To further characterize molecular alterations, the team applied ribonucleic acid sequencing (RNA-seq) at both the tissue and single-cell levels to selected decidual and villous pairs. Subsequently, they conducted differential gene expression (DEG), Gene Ontology (GO), Kyoto Encyclopedia of Genes and Genomes (KEGG), and gene set enrichment analyses (GSEA).

In addition, the investigators analyzed serum samples using ultra-high-performance liquid chromatography-tandem mass spectrometry (UHPLC-MS)-based metabolomics. Lastly, they conducted Pearson correlation analyses to explore associations between antibody levels, inflammatory markers, cytokines, chemokines, and metabolites.

Placental Immune Dysregulation and Low Viral Detection

Results Molecular analyses showed minimal SARS-CoV-2 presence in early placental tissues, with only low-level N gene signals detected in three samples and no evidence of E or RdRp genes, suggesting fragmented or incomplete viral genomes.

RNA-seq also failed to detect viral transcripts, supporting a very low viral burden. Histological assessment showed no structural differences between virus-positive and negative tissues. Although genes for viral entry into host cells (TMPRSS2 and ACE2) were expressed, their limited co-expression across cell types may explain the rarity of placental infection.

Serological analysis of 433 participants classified individuals into acute (IgM-positive), convalescent (IgG-positive), and uninfected groups. Acute infection was associated with elevated pro-inflammatory cytokines, including interleukin-31 (IL-31) and growth-regulated oncogene-alpha (GRO-α).

Contrastingly, the convalescent phase samples showed increased anti-inflammatory IL-10 levels. Notably, IgG levels inversely correlated with tumor necrosis factor beta (TNF-β), suggesting a protective role in immune regulation, whereas IgM levels correlated with multiple inflammatory markers, reflecting active immune responses.

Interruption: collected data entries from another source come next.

PR #68, opened 2017-02-09
Remove MAX_PATH buffer length to support long file path

jhkimnew:
@pan-wang @shirhatti Please review this PR and approve this

### DIFF
--- a/src/AspNetCore/Src/path.cxx
+++ b/src/AspNetCore/Src/path.cxx
@@ -341,6 +341,7 @@ PATH::IsValidHeaderName(
     return TRUE;
 }
 
+ 
 HRESULT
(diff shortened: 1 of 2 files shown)


pan-wang:
looks good

shirhatti:
I just noticed this PR. I'm assuming the only changes to `serverprocess.cxx` were to do with whitespaces?

jhkimnew:
@shirhatti @pan-wang 

Serverproce.cxx has the right fix. However, there was a mistake with handling the white space because I used both Visual Studio and Notepad2.exe editor and TAB key seems to be converted to space or reverse change. I will try to roll back the white space change so that the actual code change visible.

Despite a relatively subdued systemic inflammatory profile, transcriptomic analyses indicated marked local immune activation at the maternal–fetal interface. RNA-seq analyses, together with immune deconvolution and single-cell profiling, indicated increased immune cell infiltration, upregulation of interferon-stimulated genes (ISGs), and increased M2-like macrophage populations.

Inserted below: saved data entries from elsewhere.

PR #85, opened 2017-04-03
Update Korebuild and dependency versions

shirhatti:


jhkimnew:
Looks good.

natemcmaster:
You should also delete makefile.shade. It's not used

PR #98, opened 2017-05-16
Added ANCMTestFlags environment variable

jhkimnew:
@shirhatti @pan-wang 

Added a new environment variable.
If you want to skip ANCM test, you can run below commands before executing ".\build.cmd".

    Set ANCMTestFlags=SkipTest
    or
    $env:ANCMTestFlags="SkipTest"


pan-wang (approved):
looks good

PR #100, opened 2017-05-17
Disable using privateAspNetCoreFile to test release candiate build

jhkimnew:
@shirhatti  @pan-wang 
Because CI machine has newer ANCM build, I disabled the test option to use the private aspnetcore.dll. This will be back when we sync aspnetcore.dll source files with the latest version.


Tratcher:
Should this be changed to an environment variable so we don't have to keep changing the code? The variable can be set on the CI.

jhkimnew:
Currently I don't have permission to add or set any environment variable on the CI. Once I get the permission, I will replace it with environment variable.

PR #102, opened 2017-05-18
add features: flowing authentication info, hosting environment variab…

pan-wang:
…le support; fix client disconnect and app_offline issues


jhkimnew:
@pan-wang 
Looks good. I confirmed that there is no build issue on my dev machine after checking out this private branch.

jhkimnew (approved):

PR #110, opened 2017-06-12
Change nuget pacakge version to include -pre-

Tratcher:
Works around a nuget bug with numeric pre-release versions: https://github.com/NuGet/Home/issues/4513


jhkimnew (approved):

CodingSpiderFox:
When is this going to be released?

In addition, disrupted intercellular signaling, particularly involving Wingless-related integration site (WNT) and transforming growth factor-beta (TGF-β) pathways, and downregulation of angiogenesis-related genes were observed. These alterations may impair trophoblast function and placental development, which the authors suggest could potentially contribute to adverse pregnancy outcomes despite limited viral presence.

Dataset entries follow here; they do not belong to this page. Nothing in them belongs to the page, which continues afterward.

PR #126, opened 2017-08-01
[WIP] Native IIS modifications

jkotalik:
where my progress will be

### DIFF
--- a/samples/SampleServer/IISHttpServer.cs
+++ b/samples/SampleServer/IISHttpServer.cs
@@ -14,7 +14,7 @@ namespace SampleServer
     {
         private static NativeMethods.PFN_REQUEST_HANDLER _requestHandler = HandleRequest;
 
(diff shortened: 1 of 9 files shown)


samples/SampleServer/IISHttpServer.cs
```diff
@@ -50,19 +48,32 @@ public Task StopAsync(CancellationToken cancellationToken)
...
+            var task = server.ProcessRequest(context);
 
-            // TODO: Handle sync completion
-            return NativeMethods.REQUEST_NOTIFICATION_STATUS.RQ_NOTIFICATION_PENDING;
+            var awaiter = task.GetAwaiter();
+
+            if (awaiter.IsCompleted)
+            {
+                // Synchronous
+                awaiter.GetResult();
```
davidfowl: context.ProcessRequest still posts a completion in the sync case, we should fix that.

PR #129, opened 2017-08-04
fix websocket connection issue and some memory leak, and add debug print

pan-wang:
@shirhatti @jhkimnew could you please review the change and approve the change


jhkimnew (approved):
Looks good. Great job!!!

Preconception Vaccination and Pregnancy Implications

The study findings suggest that SARS-CoV-2 was rarely detected in first-trimester placental tissue, supporting the view that in utero transmission during early pregnancy is uncommon. However, maternal infection was associated with changes in placental immune activity and trophoblast function, which could potentially influence pregnancy outcomes.

The inverse relationship between IgG levels and TNF-β indicates a protective role of adaptive immunity, and the authors say this supports the importance of vaccination before conception. As most cases were mild or asymptomatic, the effects of severe disease may be underestimated.

The authors also note that infection timing was not precisely known and that single-cell RNA sequencing was performed on only one tissue pair per group. Further research should examine long-term outcomes, infection timing, and larger, diverse cohorts to better define maternal and fetal risks.